Recorded information -

___

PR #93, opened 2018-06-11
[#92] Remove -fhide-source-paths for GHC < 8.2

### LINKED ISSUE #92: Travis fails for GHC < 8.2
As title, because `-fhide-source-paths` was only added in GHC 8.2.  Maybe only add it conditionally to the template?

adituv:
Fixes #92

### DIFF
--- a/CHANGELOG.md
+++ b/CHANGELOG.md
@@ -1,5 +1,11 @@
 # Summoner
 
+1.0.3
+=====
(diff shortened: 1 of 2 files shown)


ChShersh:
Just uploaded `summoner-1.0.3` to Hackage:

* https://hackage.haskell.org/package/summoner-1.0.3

___

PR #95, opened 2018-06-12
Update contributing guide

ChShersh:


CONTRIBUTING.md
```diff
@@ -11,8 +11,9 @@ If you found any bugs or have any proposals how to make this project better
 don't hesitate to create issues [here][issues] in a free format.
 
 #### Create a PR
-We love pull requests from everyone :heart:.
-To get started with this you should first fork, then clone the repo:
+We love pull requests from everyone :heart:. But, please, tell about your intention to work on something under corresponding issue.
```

___

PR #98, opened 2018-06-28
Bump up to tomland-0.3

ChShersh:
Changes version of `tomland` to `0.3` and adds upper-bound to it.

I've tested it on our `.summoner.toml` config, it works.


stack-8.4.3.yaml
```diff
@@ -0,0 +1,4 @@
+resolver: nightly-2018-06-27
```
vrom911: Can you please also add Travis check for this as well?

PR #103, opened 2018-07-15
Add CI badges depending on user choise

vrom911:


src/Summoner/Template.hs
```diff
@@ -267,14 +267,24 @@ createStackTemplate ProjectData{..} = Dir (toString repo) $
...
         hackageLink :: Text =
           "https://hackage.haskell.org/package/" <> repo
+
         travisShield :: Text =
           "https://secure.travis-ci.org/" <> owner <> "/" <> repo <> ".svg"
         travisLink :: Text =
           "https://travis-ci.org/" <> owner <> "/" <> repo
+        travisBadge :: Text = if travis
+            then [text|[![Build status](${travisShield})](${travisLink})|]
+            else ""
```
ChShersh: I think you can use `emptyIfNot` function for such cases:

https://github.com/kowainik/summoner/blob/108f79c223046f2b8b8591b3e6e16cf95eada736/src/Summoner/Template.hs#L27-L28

___

Work item -
Using the entries above, copy out all lines that contain the string "travisShield".

Task result -
         travisShield :: Text =
+            then [text|[![Build status](${travisShield})](${travisLink})|]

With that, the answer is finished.